Medic3000
Medic3000

Reputation: 786

7-zip (7za.EXE) in C# to archive files of same name & store folder information

My software is supposed to collect files into a .zip or .7z archive using 7zip, but due to the nature of the software, there are a lot of files with the same name, but different directories like:

D:\Software\Components\Station1\Alarms\Logs\ValvePressureSensor.xml
D:\Software\Components\Station1\Configurations\ValvePressureSensor.xml
D:\Software\Components\Station2\Alarms\Logs\ValvePressureSensor.xml

These files are stored in a list "FileList.lst" and I am calling 7-zip this way:

7za a -t7z "D:\Software\CollectedData\Diagnostics.7z" 
"@D:\Software\ZipTemp\FileList.lst"

So I'm wondering whether there is a way to keep the directories of each file when they are zipped to stop 7-zip from flagging duplicate files?

I am aware of the workaround involving the removal of "D:\" from the beginning of each file path, but this would be impossible manually as the "FileList.lst" is populated in the C# code with around 1500~3000 files (which aren't always the same files), and the FileList.lst is located in a temporary folder which is created, zipped, then destroyed dynamically. So I couldn't store the 7za.EXE in the same area. On top of that, the file list is used by another executable which does need the drives specified in the file paths.

I should mention that I am using Visual Studio 2005, C#2.0, and 7-zip v9.20.

EDIT: my question was fairly broad before, I should clarify that I'm switching from WinZip(due to licensing issues) so I recall that in WinZip If you add -p switch, WinZip will store folder information for all files added, not just for files from subfolders; the folder information will begin with the folder specified on the command line. Do you know of something similar in 7zip?

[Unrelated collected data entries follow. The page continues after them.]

PR #274, opened 2016-09-04
Make Created At correspond to actual creation date and add Modified At.

alysbrooks:
I noticed that the created_at image item didn't seem to correspond to the actual date the photograph was taken, so I modified the property to use the correct EXIF field. I also added a modified_at item.

### DIFF
--- a/lektor/imagetools.py
+++ b/lektor/imagetools.py
@@ -165,6 +165,15 @@ class EXIFInfo(object):
     @property
     def created_at(self):
         try:
+            print(self._mapping)
+            return datetime.strptime(self._mapping['EXIF DateTimeOriginal'].printable,
+                                     '%Y:%m:%d %H:%M:%S')
+        except (KeyError, ValueError):
+            return None
+
+    @property
+    def modified_at(self):
+        try:
             return datetime.strptime(self._mapping['Image DateTime'].printable,
                                      '%Y:%m:%d %H:%M:%S')
         except (KeyError, ValueError):
--- a/tests/test_images.py
+++ b/tests/test_images.py
@@ -22,6 +22,7 @@ def test_exif(pad):
     assert image.exif.camera_model == 'iPhone 6'
     assert image.exif.copyright is None
     assert image.exif.created_at == datetime(2015, 12, 6, 11, 37, 34)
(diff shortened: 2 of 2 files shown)


lektor/imagetools.py
```diff
@@ -165,6 +165,15 @@ def iso(self):
     @property
     def created_at(self):
         try:
+            print(self._mapping)
```
singingwolfboy, line 168: This pull request can't be merged with debugging statements like this still in the code.

tests/test_images.py
```diff
@@ -22,6 +22,7 @@ def test_exif(pad):
     assert image.exif.camera_model == 'iPhone 6'
     assert image.exif.copyright is None
     assert image.exif.created_at == datetime(2015, 12, 6, 11, 37, 34)
+    assert image.exif.modified_at == datetime(2015, 12, 6, 11, 37, 34)
```
singingwolfboy, line 25: Thanks for the test! 💖

singingwolfboy (changes requested):
Can you point me to some documentation about EXIF information? I don't know how to determine if your pull request is correct or not.

alysbrooks:
According to its readme, EXIFRead uses the official tag names. Referring to the [2.3 EXIF spec](http://www.cipa.jp/std/documents/e/DC-008-2012_E.pdf) entries for the tags, 
- DateTimeOriginal is "The date and time when the original image data was generated. " (pg. 48 or 53 in the file)
- DateTime is "The date and time of image creation. In this standard it is the date and time the file was changed. " (pg. 38 or 44 in the file) That's more ambiguous than I realized. It looks like the original TIFF format used the same [tag](http://www.awaresystems.be/imaging/tiff/tifftags/datetime.html) for the image creation date, but EXIF now uses it for the modification date.

Lektor doesn't have special handling for TIFF, so I think we're okay to use DateTime as date modified. I could look into whether it makes sense to do something more complicated, e.g., using DateTime as date created if DateTimeOriginal is missing. It looks like that's what #276 does.

tariquesani:
Created at has been fixed via https://github.com/lektor/lektor/pull/276 closing this for now. Can be reopened if conflicts  are resolved and changes requested done.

EDIT 2: turns out you cannot keep file folder info with 7-zip

Upvotes: 0

Views: 1168

Answers (1)

user1479055
user1479055

Reputation:

I am aware of the workaround involving the removal of "D:\" from the beginning of each file path, but this would be impossible manually

So remove it dynamically. If your paths are consistent, a simple path.Substring(3) will suffice.